Vitamin D, DHA, Lactating Women and their Babies
Colostrum, the milk produced during the first few days of lactation, is particularly rich in nutrients needed by infants. The nutritional content of human milk continues to change during the course of the lactation and differs among women.
Human breast milk does not contain enough vitamin D (or vitamin K) to meet infant requirements. Two options exist. Both involve increasing vitamin D intake by 1) infants directly or 2) the mother to increase the vitamin D content of her breast milk. Hollis and colleagues report on vitamin D supplementation (400, 2400, or 6400 IU/d) and vitamin D status in nursing women and their breastfed babies. Results are also presented on breastfed infants who were orally supplemented with 400 IU/d as a liquid suspension.

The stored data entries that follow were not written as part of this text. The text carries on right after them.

PR #1666, opened 2026-05-14
fix: Add error feedback for manual folder path import

xxiaoxiong:
Fixes #1408

## Why

**Use case:** Users manually enter a folder path in the "From folder" tab and click "Open folder" to import an existing project.

**Pain being addressed:** When the import fails (invalid path, permission denied, daemon error), the app provides no visible feedback. The button briefly shows "Opening…" then returns to "Open folder" with no error message, leaving users confused about whether the action succeeded, failed, or was ignored.

**Root cause:** The manual path import flow (line 620-628) lacks error handling:
- Does not clear previous errors before attempting import
- Does not catch exceptions from onImportFolder()
- Does not display error messages to the user

The Electron picker flow (line 584-618) already has proper error handling with setImportFolderError(), but the manual path flow was missing this.

## What users will see

**Before this fix:**
- Enter an invalid path → click "Open folder" → button shows "Opening…" briefly → returns to "Open folder" → no error message
- Users cannot tell if the path was invalid, if permissions were denied, or if the daemon is down
- Silent failures make the feature feel broken

**After this fix:**
- Enter an invalid path → click "Open folder" → button shows "Opening…" → error message appears: "Open folder failed: [specific reason]"
- Previous errors are cleared before each attempt
- Success feedback is implicit: the app navigates to the opened project (changing the entire view)

## Surface area

- [x] **UI** — error message display in NewProjectPanel
- [ ] **i18n keys** — no changes (error messages are dynamic)
- [ ] **Default behavior change** — adds error feedback, does not change success path

## Validation

- [x] Code review: error handling matches Electron picker pattern
- [x] Code review: clears previous errors before import
- [x] Code review: catches all errors and displays user-friendly messages
- [x] Logic: success feedback is implicit (navigation to project)

### Changes made

**Before (line 620-628):**
- No error clearing
- No error catching
- Silent failures

**After:**
- Clears previous errors with setImportFolderError(null)
- Catches all errors from onImportFolder()
- Displays user-friendly error messages
- Success feedback is implicit (navigation to opened project)

### Why this approach

1. **Matches existing pattern**: The Electron picker flow already uses setImportFolderError() for error display
2. **Clears previous errors**: Ensures stale error messages don't confuse users
3. **Catches all errors**: Handles invalid path, permission denied, daemon errors
4. **User-friendly messages**: Extracts error message when available
5. **Implicit success feedback**: Navigation provides clear visual feedback

## Impact

- **Surface area**: "From folder" tab error handling
- **User experience**: Clear error feedback for failed imports
- **Files changed**: 1 (NewProjectPanel.tsx)
- **Lines changed**: +8
- **Breaking changes**: None

### DIFF
--- a/apps/web/src/components/NewProjectPanel.tsx
+++ b/apps/web/src/components/NewProjectPanel.tsx
@@ -150,7 +150,7 @@ interface Props {
   // input and the renderer POSTs `/api/import/folder` itself. Browser
   // builds have no `shell.openPath` surface, so the renderer naming a
   // path here cannot escalate (PR #974 trust model).
-  onImportFolder?: (baseDir: string) => Promise<void> | void;
+  onImportFolder?: (baseDir: string) => Promise<boolean> | boolean;
   // Electron flow: the desktop main process owns the picker dialog and
   // the import call atomically (`pickAndImport` IPC). The renderer
   // never sees the path or the HMAC token; it only receives the
@@ -623,10 +623,12 @@ export function NewProjectPanel({
     setImportFolderError(null);
     setImportingFolder(true);
     try {
-      await onImportFolder(trimmed);
-      // Success: the parent handler (Home.tsx) navigates to the project,
-      // which provides implicit success feedback by changing the view.
-      // No explicit toast needed here since the navigation is the feedback.
+      const opened = await onImportFolder(trimmed);
+      if (!opened) {
+        setImportFolderError({
+          message: `Open folder failed: ${trimmed}`,
+        });
+      }
     } catch (err) {
       setImportFolderError({
         message: `Open folder failed: ${err instanceof Error ? err.message : 'unknown error'}`,
--- a/apps/web/src/components/NewProjectPanel.tsx
+++ b/apps/web/src/components/NewProjectPanel.tsx
@@ -620,9 +620,17 @@ export function NewProjectPanel({
     if (!onImportFolder) return;
     const trimmed = baseDir.trim();
     if (!trimmed) return;
+    setImportFolderError(null);
     setImportingFolder(true);
     try {
       await onImportFolder(trimmed);
+      // Success: the parent handler (Home.tsx) navigates to the project,
+      // which provides implicit success feedback by changing the view.
+      // No explicit toast needed here since the navigation is the feedback.
+    } catch (err) {
+      setImportFolderError({
+        message: `Open folder failed: ${err instanceof Error ? err.message : 'unknown error'}`,
+      });
     } finally {
       setImportingFolder(false);
     }
--- a/apps/web/src/App.tsx
+++ b/apps/web/src/App.tsx
@@ -737,13 +737,14 @@ export function App() {
 
   const handleImportFolder = useCallback(async (baseDir: string) => {
     const result = await importFolderProject({ baseDir });
-    if (!result) return;
+    if (!result) return false;
     setProjects((curr) => [result.project, ...curr.filter((p) => p.id !== result.project.id)]);
     navigate({
       kind: 'project',
       projectId: result.project.id,
       fileName: result.entryFile,
     });
+    return true;
   }, []);
 
   // PR #974: on Electron, the desktop main process owns the picker and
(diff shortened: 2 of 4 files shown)


lefarcen (commented):
Hey @xxiaoxiong 👋 The error handling here is tidy — matches the Electron picker path precisely, clears stale state before each attempt, and moves `setImportingFolder(false)` into `finally` so the button resets correctly even when the import throws. Nice, focused fix.

One thing I noticed in the research: you also have #1487 open against the same area — both PRs touch `NewProjectPanel.tsx` targeting the same missing feedback in the manual-path flow. Looks like you may have created this as a more contained replacement after the review round on #1487. Worth deciding if you'd like to consolidate — if this one supersedes #1487, closing that and proceeding here would help the reviewers focus. Happy to help map the scope either way.

Code-wise, this is clean and ready for the pool reviewer. ✨

apps/web/src/components/NewProjectPanel.tsx
```diff
@@ -620,9 +620,17 @@ export function NewProjectPanel({
     if (!onImportFolder) return;
     const trimmed = baseDir.trim();
     if (!trimmed) return;
+    setImportFolderError(null);
     setImportingFolder(true);
     try {
       await onImportFolder(trimmed);
```
Siri-Ray: The failure path still stays silent here for the main manual import errors. The `onImportFolder` prop is wired to `handleImportFolder` in `App.tsx`, which awaits `importFolderProject({ baseDir })`; that helper returns `null` for non-OK HTTP responses and network/daemon failures instead of throwing, and `handleImportFolder` then just `return`s. That means invalid paths, daemon errors, and offline failures resolve successfully from this component’s point of view, skip this `catch`, do not navigate, and still leave the user with no feedback.

Please make the manual import contract report failure back to this component, for example by having the App-level `handleImportFolder` throw when `importFolderProject` returns `null`, or by changing this prop to return a success/failure result that `NewProjectPanel` can turn into `setImportFolderError(...)`. A focused web component test for a resolved-null import would also lock the bug this PR is trying to fix.

Siri-Ray (changes requested):
@xxiaoxiong Thanks for the focused fix here. I found one remaining issue in the manual folder path: the new error UI still does not fire for the normal failed-import result, because the app-level handler resolves after `importFolderProject` returns `null`.


Siri-Ray:
Maintainer follow-up pushed in e3e2f0ce to address the remaining blocking path.

What changed:
- `onImportFolder` now returns an explicit success boolean for the web manual-path flow.
- `App.handleImportFolder` returns `false` when `importFolderProject()` resolves to `null`, instead of silently returning.
- `NewProjectPanel` now shows the existing folder-import error toast for that resolved-failure case.
- Added a regression test covering a manual folder import that resolves as failed.

Validation run locally:
- `pnpm guard`
- `pnpm typecheck`
- `pnpm --filter @open-design/web test -- NewProjectPanel.test.tsx` (Vitest matched and ran the web suite: 125 files / 1236 tests passed)

Local note: this machine is on Node v22.22.0, so pnpm printed the repo expected Node `~24` engine warning, but the commands completed successfully.

Siri-Ray (approved):
Rechecked after maintainer follow-up e3e2f0ce. The resolved-null manual folder import path now returns an explicit failure result, `NewProjectPanel` surfaces that failure through the existing error toast, and the regression test covers the case that was blocking the earlier review.

CI is green on the updated head, and local validation passed as noted in the comment above.

lefarcen (commented):
Hey @xxiaoxiong, the manual-folder failure case is scoped clearly, and the latest update sounds aligned with the feedback from @Siri-Ray and @qiongyu1999.

Quick PR-body nudge before this goes back through pool/product review: because this changes a UI error surface for a bug fix, could you add (1) a screenshot or GIF of the error message in the From folder tab, and (2) a short bug-fix verification note covering the resolved-null regression test or commands used? That will make release verification much easier.

Thanks — once the body reflects those two bits, the remaining review can stay focused on the fix itself.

Severe vitamin D deficiency was more prevalent in African American infants. Although not statistically significant, women receiving 400 IU daily were more likely to have insufficient vitamin D status (< 50 nmol/L) than their peers who were receiving 6,400 IU/d. During lactation, serum 25(OH)D concentrations decreased (-6.5 nmol/L) in women receiving 400 IU daily and increased (+51.3 nmol/L) in the 6400 IU group. At 1 month of age, >70% of infants had vitamin D concentrations below IOM recommendations (50 nmol/L). Blood vitamin D concentrations were similar among breastfed infants whose mother was consuming 6400 IU daily and infants being supplemented with 400 IU/d orally.
Hollis and colleagues write that current vitamin D dietary recommendations fail to “sustain blood concentrations of the parent vitamin D compound, the form that crosses from the maternal circulation into human milk; thus minimal vitamin D is transferred into human milk. The result: dire vitamin D deficiency in the breastfeeding infant, especially darker-pigmented infants. Our study clearly demonstrates that with appropriate vitamin D intake, the lactating mother can fully transfer from her blood to her milk the vitamin D required to sustain optimal vitamin D nutrition in the nursing infant.”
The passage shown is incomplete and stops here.